İklim KriziManşet

Avrupa Parlamentosu’ndan karbon ticareti reformuna ret

0

16 Nisan’da, Avrupa Parlamentosu milletvekilleri, gaz emisyonları piyasasındaki (ETS) karbon fiyatını destekleme taslağını reddetti. Çıkan karar, Avrupa Birliği’nin karbon gazı salınımını azaltmak için oluşturduğu bu kapsamlı projenin inişli çıkışlı tarihindeki en ciddi engellerden biri.

Scunthorpe'da bulunan Tata Çelik İşletmeleri. ETS sistemi büyük sanayi kuruluşları ve enerji şirketleri için sera gazı salım kotasını düzenliyor. Foto: A.P.S./Alamy

 

İsmi “geri yükleme” [backloading] olarak da geçen reform taslağı, ETS piyasasında arzı çok artan ve bu yüzden değeri bir hayli düşen karbonun fiyatını yükseltmeye yönelikti. Eğer başarılı olsaydı karbon kullanım izni ihalelerinden bir çoğu ertelenmek durumunda kalacaktı.

Avrupa Parlamentosu milletvekillerinin 334’ü aleyhte , 315’i ise reform taslağının lehinde oy kullandı. Yeşil hareketin içinde mücadele edenler, havaya salınacak karbon fiyatının arttırılmasına onay vermeyen bu kararı dev bir fiyasko olarak nitelediler. ETS, Avrupa Birliği’nin iklim politikalarının amiral gemisi konumunda ve kapsam itibariyle dünyadaki en büyük girişim. Greenpeace’in Birleşik Krallık bilim ekibi şefi Doug Parr kararın ardından, “iklim meselesine liderlik etme konusunda bütün inanılırlıklarını kaybettiler,” açıklamasında bulundu.

Karbom salım piyasası hakkında çalışan SandBag isimli STK’dan Rob Elsworth ise şunları söyledi: “Talihsiz bir oylama. Şirketlere, kamuoyuna ve uluslararası topluma yanlış bir mesaj gönderilmiş oldu. Bundan sonra Avrupa Birliği’nin iklim politikalarının rayından çıkmaması, ETS’nin uzun vadeli başarısına arka çıktığını söyleyen parlamenterlerin sorumluluğu haline geldi. Bu arada bu süreçte üye ülkelerin iklim politikaları muhtemelen daha fazla ayrışacak ve bu da ortak pazara olumsuz yansıyacak.”

Guardian muhabirine konuşan Elsworth, saha sonra şöyle devam etti: “Parlamentonun teknik olarak geri yükleme tasarısını yeniden ele alma ihtimali var; ancak politik olarak bu çok zayıf bir ihtimal. Bunun yerine, fiyatları alternatif yollarla dengelemenin yolları aranacak.

Analiz uzmanları ve yatırımcılar da sonucu bir hayal kırıklığı olarak nitelediler. İklim Değişikliği Kurumsal Yatırımcılar Birliği’nin icra müdürü Stephanie Pfiefer, parlamenterlerin geri yükleme tasarısına karşı çıkmalarının kendilerinde hayal kırıklığına yol açtığını söyledi.

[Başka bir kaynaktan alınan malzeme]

PR #208, opened 2024-07-30
Move import to be dask-dist friendly

gerritholl:
Make trollflow2 more multiprocessing / dask-distributed friendly. Move the launcher import in satpy_launcher.py within the main function, so that it only gets executed in the primary process. The call to `Manager()` in `trollflow2.__init__.py` was causing attempts to use trollflow2 with dask distributed to fail with a RuntimeError.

Sözlerine şöyle devam etti: “Şu anki haliyle ETS’nin bazı kusurları olabilir; fakat Avrupa Birliği ülkeleri arasında böyle bir piyasanın çok büyük önemi var.  [ETS] doğru yapılandırıldığı takdirde düşük karbon salınımına yönelik yatırımları arttırabilir, salınımı azaltabilir ve uzun vadede takip edilecek politikalara belirli bir güzergâh sağlar.”

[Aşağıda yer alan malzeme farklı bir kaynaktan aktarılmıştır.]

PR #210, opened 2024-08-23
Added crop functionality to trollflow2

Vpirm9:
An addition for using the scene.crop() functionality from `satpy` has been added to `trollflow2. It can be called in the `trollflow2.yaml` file with `- fun: !!python/name:trollflow2.plugins.crop. This functionality was implemented because I was tasked with cropping geostationary data and saving it to the local archive. The aim of this approach was to preserve the data in its original form while reducing overall storage space by retaining only the data over the region of interest.

The `crop()` function was added, which uses the same output `job["resampled_scenes"]` as `resample(), so they cannot be used simultaneously. However, no situations have been identified where using both functions at the same time would be necessary.

 - [x] Closes #xxxx 
 - [ ] Tests added  
 - [ ] Tests passed 
 - [ ] Fully documented 

### DIFF
--- a/trollflow2/plugins/__init__.py
+++ b/trollflow2/plugins/__init__.py
@@ -170,6 +170,25 @@ def resample(job):
             logger.debug("area: %s, area_conf: %s", area, str(area_conf))
             job['resampled_scenes'][area] = scn.resample(area, **area_conf)
 
+def crop(job):
+    """Crop the scene to some areas. Cropping to the llbox and xybox are not supported jet."""
+
+    product_list = job["product_list"]
+    conf = _get_plugin_conf(product_list, "/product_list", "")
+    job["resampled_scenes"] = {}
+    scn = job["scene"]
+    for area in product_list["product_list"]["areas"]:
+        area_conf = _get_plugin_conf(
+            product_list, "/product_list/areas/" + str(area), conf
+        )
+        logger.info("Cropping to %s", str(area))
+
+        # Load composites before cropping, otherwise cropping fails for composites
+        scn.load(scn.wishlist, generate=True)
+        # If area is none, no cropping is done.
+        if area != "None":
+            logger.debug("area: %s, area_conf: %s", area, str(area_conf))
+            job["resampled_scenes"][area] = scn.crop(area)
 
 # Datasets saving
 


pnuu (changes requested):
Could you add some unit tests for the new feature? Also add documentation for the new plugin to `doc/source/plugins.rst`.

trollflow2/plugins/__init__.py
```diff
@@ -170,6 +170,25 @@ def resample(job):
...
+    job["resampled_scenes"] = {}
+    scn = job["scene"]
+    for area in product_list["product_list"]["areas"]:
+        area_conf = _get_plugin_conf(
+            product_list, "/product_list/areas/" + str(area), conf
+        )
+        logger.info("Cropping to %s", str(area))
+
+        # Load composites before cropping, otherwise cropping fails for composites
+        scn.load(scn.wishlist, generate=True)
```
Manny7717, line 187: This runs on every loop iteration — composites get (re)loaded per area. The resample plugin above guards with `if not set(scn.keys()).issuperset(scn.wishlist)`. Hoist above the loop or reuse that guard.

trollflow2/plugins/__init__.py
```diff
@@ -170,6 +170,25 @@ def resample(job):
...
+        # If area is none, no cropping is done.
+        if area != "None":
```
Manny7717, line 189: String 'None' as a skip sentinel matches resample's convention (consistent!), but any area literally named 'None' in config is silently skipped. A brief comment or debug log would help future users.

trollflow2/plugins/__init__.py
```diff
@@ -170,6 +170,25 @@ def resample(job):
             logger.debug("area: %s, area_conf: %s", area, str(area_conf))
             job['resampled_scenes'][area] = scn.resample(area, **area_conf)
 
+def crop(job):
+    """Crop the scene to some areas. Cropping to the llbox and xybox are not supported jet."""
```
Manny7717, line 174: Typo: "not supported jet" -> "not supported yet"

Manny7717 (commented):
## Review

Useful plugin to have — partial-disk products are a real gap in the resample pipeline. A few things before this is ready to merge:

1. **Composites are loaded inside the area loop** (inline at line 187) — `scn.load(scn.wishlist, generate=True)` re-runs for every area. The `resample` plugin guards this with `if not set(scn.keys()).issuperset(scn.wishlist):` so loading only happens once (and only when needed); mirror that pattern, or hoist the load above the loop.
2. **The `'None'` sentinel** (inline at line 189) matches the `resample` plugin's convention, so it's consistent — but that also means an area literally named `None` in the product config is silently skipped. Worth a comment or a `logger.debug` explaining the sentinel.
3. **`job["resampled_scenes"] = {}` clobbers** whatever `resample` may have already put there if both plugins are chained in one product list. If `crop` is intended as a resample *alternative*, consider documenting that (or preserving existing entries).
4. **No tests added** — trollflow2 has a tests/ directory with plugin-adjacent tests; a test for `crop` with a mocked scene (assert load is called once and `scn.crop` per area) would lock in the behavior.
5. Docstring typo: "not supported jet" -> "yet" (inline at 174).

Question on config shape: `resample` accepts proj-dicts from the product config, but satpy's `Scene.crop` takes an `AreaDefinition` or an ll/xy bbox dict — not a proj dict. What does the `areas` config carry in the crop case? If it's an AreaDefinition from a registered area, fine; if it's the same proj-dicts resample consumes, `scn.crop(area)` will raise.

PricewaterhouseCoopers şirketinden iklim politikaları, karbon piyasa ve ticareti uzmanı Richard Gledhill, geri yüklemeye karşı verilen kararın, Avrupa’daki karbon pazarına büyük darbe vurduğunu söyledi. “Havaya salınan gazları fiyatlandırmak [yani ETS sistemi] gaz miktarını azaltmanın önemli bir aracı olabilir; ancak bunun için politik kararlılık gerekiyor. Oylamanın sonucu, Birleşmiş Milletler iklim pazarlıklarında ileri sürülen ‘meseleyi çözmek konusundaki azmimiz giderek artıyor’ iddialarıyla pek de uyuşmuyor. Piyasalardaki ve politik süreçlerdeki güveni tesis etmek için, 2015 yılı için düşünülen küresel uzlaşma hedefinden evvel, acilen reform yapmak gerekiyor.”

Oylamanın kaybedilmesindeki bir sebep de İngiliz Tory parlamenterlerin, David Cameron’un pek çok ihaleyi ertelemek yönünde aldığı karara verdikleri tepki oldu.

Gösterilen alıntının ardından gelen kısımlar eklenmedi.